Problem to work on: Make an exact copy of the listing below.

---- The records

Issue #94, opened 2016-08-30
Add rule to enforce one array notation style


opatut:
Instead of `Array<string>` one can write `string[]`.

I would like to see a rule that enforces either style. 

Bonus points for an option that only enables the rule on "simple" types, such as `TFoo` or `string` (i.e. enforce `string[]` instead of `Array<string>`) but not on more complex types, e.g. `?TFoo` (compare `Array<?TFoo>` and `(?TFoo)[]`) or `{id: number}` (compare `({id: number})[]` and `Array<{id: number}>`). PS: I would count `Promise<Foo>` and other polymorphic types as simple types, so `Promise<Foo>[]` is legal.

danharper:
I guess this too `?(string[])`

opatut:
So basically we have four rules:

* require-simple-array-shorthand
* no-simple-array-shorthand
* require-complex-array-shorthand
* no-complex-array-shorthand

That way, one can decide to enforce either style for simple types, but not enforce them for complex styles. Or vice versa. Or enforce different styles for different complexities. Or the same for both. Or none at all. Wow. This is complicated.

pnevyk:
@opatut I created a PR (#278) but I need opinions on some points. It would be great if you (or anyone else interested in this feature) leave a comment there.

gajus:
Fixed.

PR #278, opened 2017-09-29
feat: Array style rules

pnevyk:
This pull request adds two new rules which handle functionality requested in #94. I have few points which I need to resolve before making it into the finished state. Also I am going to implement `fix` functionality.

### Default values

Default value for complex types is `Array<Type>` and for simple types is `Type[]`. I personally think that this will be the most common case, but on the other side it brings some type of default inconsistency into the codebase.

### Rest parameters in functions

Array notation of rest parameters in function corresponds to notation enforced by these rules. I was thinking if forcing `Array<Type>` notation in this particular would be better.

### Complex/simple type

Are my decisions in these cases correct?

* Tuples (complex)
* Utility types such as `$Keys<Type>` (simple)
* Array type in shorthand notation (simple)

### Error messages

At this moment, error messages are quite primitive. I am going to improve them. However, I think that just copying the raw string of array element type into the message is not wanted behaviour because in case of multiline type definitions there would be newlines in messages and that could cause problems in linter UIs. I am thinking about removing newlines and test the type for length, shorter ones will be written into message, longer ones will be replaced with a substitution (`Type`).


gajus:
I personally only use `Array<T>` notion. Never used `string[]`.

To be precise, 99% of the time I will be using `$ReadOnlyArray<T>`. It is very rare I'd use `Array<T>`.

pnevyk:
After rethinking that, I agree with you in shorthand usage. I suppose I should change default config for simple types to `verbose`.

Also, thank you for reminding me the `$ReadOnlyArray<T>` type. I should definitely support this one in the rules.

pnevyk:
I think the rules are finished now. I suppose I should squash all commits into one. I will do it as soon as I get the approval.

gajus:
Whats the state of this PR?

pnevyk:
I hoped that I will get some feedback, for example from ones who discuss this feature in #94. From my point of view, it is ready to merge, if you agree after review of my code.

gajus:
The original description says:

> I have few points which I need to resolve before making it into the finished state. Also I am going to implement fix functionality.

Is this still relevant?

pnevyk:
The things I had in mind were these specified in the description, so:
* **default values** - I agreed with you that `Array<T>` should be default for both cases
* **rest parameters** - it was just an idea, it would probably make the code more complex and there is no strong reason to have it
* **complex/simple type** - I listed cases where I was not 100% sure if I put those types into correct category so I thought that somebody either ensure me or give me his opinion why a type should be in the other category
* **error messages** - I show inlined types in the error message if they don't exceed 50 characters, again, it was my way of thinking but there may be a better one
* **fix** - fix functionality is implemented

pnevyk:
Am I supposed to do anything here yet?

kusmierz:
@gajus, any chance to merge it? :) It looks very nice though.

micmcg:
Would love to see this merged!

lukeapage:
Also would love to see this merged @gajus

gajus:
Thank you @pnevyk

PR #279, opened 2017-10-01
feat: Add `require-read-only-array` rule (#236)

pnevyk:
This rule enforces use of `$ReadOnlyArray` instead of `Array` or array
shorthand notation.


pnevyk:
Well, right after I submitted this PR I noticed there is already one solving this issue. I am so sorry for this duplicate, it should be probably closed. Next time, I will pay more attention.

gajus:
@pnevyk If you do not mind, I prefer your PR.

pnevyk:
Ok, that's fine. And is there already a decision in points you noted in your PR (name `no-array` and detection of mutation in scope)?

gajus:
> detection of mutation in scope

No need. If user intends to perform a mutation, he will just suppress the warning. Otherwise, it is easy to perform accidental mutation without even being aware of this rule.

As for the rule name, "no-array" is a bit too generic. I think "no-mutable-array" would work the best.

pnevyk:
@gajus So I renamed the rule to `no-mutable-array`. Is there anything to be done yet?

gajus:
Thank you

PR #280, opened 2017-10-04
Fix some issues with the sortKeys autoFix

deecewan:
The fix was accidentally merged (#273) while there were still some issues with it.

The outstanding issues have now been fixed - if there are other things I've overlooked, please let me know.

I'm not convinced on the recursive structure, but it's the only way (I know of) to apply the nested fixes - otherwise they'll just continually conflict.

cc @gajus

### DIFF
--- a/.README/rules/sort-keys.md
+++ b/.README/rules/sort-keys.md
@@ -1,5 +1,7 @@
 ### `sort-keys`
 
+_The `--fix` option on the command line automatically fixes problems reported by this rule._
+
 Enforces sorting of Object annotations.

--------

Expected answer:
Issue #94, opened 2016-08-30
Add rule to enforce one array notation style


opatut:
Instead of `Array<string>` one can write `string[]`.

I would like to see a rule that enforces either style. 

Bonus points for an option that only enables the rule on "simple" types, such as `TFoo` or `string` (i.e. enforce `string[]` instead of `Array<string>`) but not on more complex types, e.g. `?TFoo` (compare `Array<?TFoo>` and `(?TFoo)[]`) or `{id: number}` (compare `({id: number})[]` and `Array<{id: number}>`). PS: I would count `Promise<Foo>` and other polymorphic types as simple types, so `Promise<Foo>[]` is legal.

danharper:
I guess this too `?(string[])`

opatut:
So basically we have four rules:

* require-simple-array-shorthand
* no-simple-array-shorthand
* require-complex-array-shorthand
* no-complex-array-shorthand

That way, one can decide to enforce either style for simple types, but not enforce them for complex styles. Or vice versa. Or enforce different styles for different complexities. Or the same for both. Or none at all. Wow. This is complicated.

pnevyk:
@opatut I created a PR (#278) but I need opinions on some points. It would be great if you (or anyone else interested in this feature) leave a comment there.

gajus:
Fixed.

PR #278, opened 2017-09-29
feat: Array style rules

pnevyk:
This pull request adds two new rules which handle functionality requested in #94. I have few points which I need to resolve before making it into the finished state. Also I am going to implement `fix` functionality.

### Default values

Default value for complex types is `Array<Type>` and for simple types is `Type[]`. I personally think that this will be the most common case, but on the other side it brings some type of default inconsistency into the codebase.

### Rest parameters in functions

Array notation of rest parameters in function corresponds to notation enforced by these rules. I was thinking if forcing `Array<Type>` notation in this particular would be better.

### Complex/simple type

Are my decisions in these cases correct?

* Tuples (complex)
* Utility types such as `$Keys<Type>` (simple)
* Array type in shorthand notation (simple)

### Error messages

At this moment, error messages are quite primitive. I am going to improve them. However, I think that just copying the raw string of array element type into the message is not wanted behaviour because in case of multiline type definitions there would be newlines in messages and that could cause problems in linter UIs. I am thinking about removing newlines and test the type for length, shorter ones will be written into message, longer ones will be replaced with a substitution (`Type`).


gajus:
I personally only use `Array<T>` notion. Never used `string[]`.

To be precise, 99% of the time I will be using `$ReadOnlyArray<T>`. It is very rare I'd use `Array<T>`.

pnevyk:
After rethinking that, I agree with you in shorthand usage. I suppose I should change default config for simple types to `verbose`.

Also, thank you for reminding me the `$ReadOnlyArray<T>` type. I should definitely support this one in the rules.

pnevyk:
I think the rules are finished now. I suppose I should squash all commits into one. I will do it as soon as I get the approval.

gajus:
Whats the state of this PR?

pnevyk:
I hoped that I will get some feedback, for example from ones who discuss this feature in #94. From my point of view, it is ready to merge, if you agree after review of my code.

gajus:
The original description says:

> I have few points which I need to resolve before making it into the finished state. Also I am going to implement fix functionality.

Is this still relevant?

pnevyk:
The things I had in mind were these specified in the description, so:
* **default values** - I agreed with you that `Array<T>` should be default for both cases
* **rest parameters** - it was just an idea, it would probably make the code more complex and there is no strong reason to have it
* **complex/simple type** - I listed cases where I was not 100% sure if I put those types into correct category so I thought that somebody either ensure me or give me his opinion why a type should be in the other category
* **error messages** - I show inlined types in the error message if they don't exceed 50 characters, again, it was my way of thinking but there may be a better one
* **fix** - fix functionality is implemented

pnevyk:
Am I supposed to do anything here yet?

kusmierz:
@gajus, any chance to merge it? :) It looks very nice though.

micmcg:
Would love to see this merged!

lukeapage:
Also would love to see this merged @gajus

gajus:
Thank you @pnevyk

PR #279, opened 2017-10-01
feat: Add `require-read-only-array` rule (#236)

pnevyk:
This rule enforces use of `$ReadOnlyArray` instead of `Array` or array
shorthand notation.


pnevyk:
Well, right after I submitted this PR I noticed there is already one solving this issue. I am so sorry for this duplicate, it should be probably closed. Next time, I will pay more attention.

gajus:
@pnevyk If you do not mind, I prefer your PR.

pnevyk:
Ok, that's fine. And is there already a decision in points you noted in your PR (name `no-array` and detection of mutation in scope)?

gajus:
> detection of mutation in scope

No need. If user intends to perform a mutation, he will just suppress the warning. Otherwise, it is easy to perform accidental mutation without even being aware of this rule.

As for the rule name, "no-array" is a bit too generic. I think "no-mutable-array" would work the best.

pnevyk:
@gajus So I renamed the rule to `no-mutable-array`. Is there anything to be done yet?

gajus:
Thank you

PR #280, opened 2017-10-04
Fix some issues with the sortKeys autoFix

deecewan:
The fix was accidentally merged (#273) while there were still some issues with it.

The outstanding issues have now been fixed - if there are other things I've overlooked, please let me know.

I'm not convinced on the recursive structure, but it's the only way (I know of) to apply the nested fixes - otherwise they'll just continually conflict.

cc @gajus

### DIFF
--- a/.README/rules/sort-keys.md
+++ b/.README/rules/sort-keys.md
@@ -1,5 +1,7 @@
 ### `sort-keys`
 
+_The `--fix` option on the command line automatically fixes problems reported by this rule._
+
 Enforces sorting of Object annotations.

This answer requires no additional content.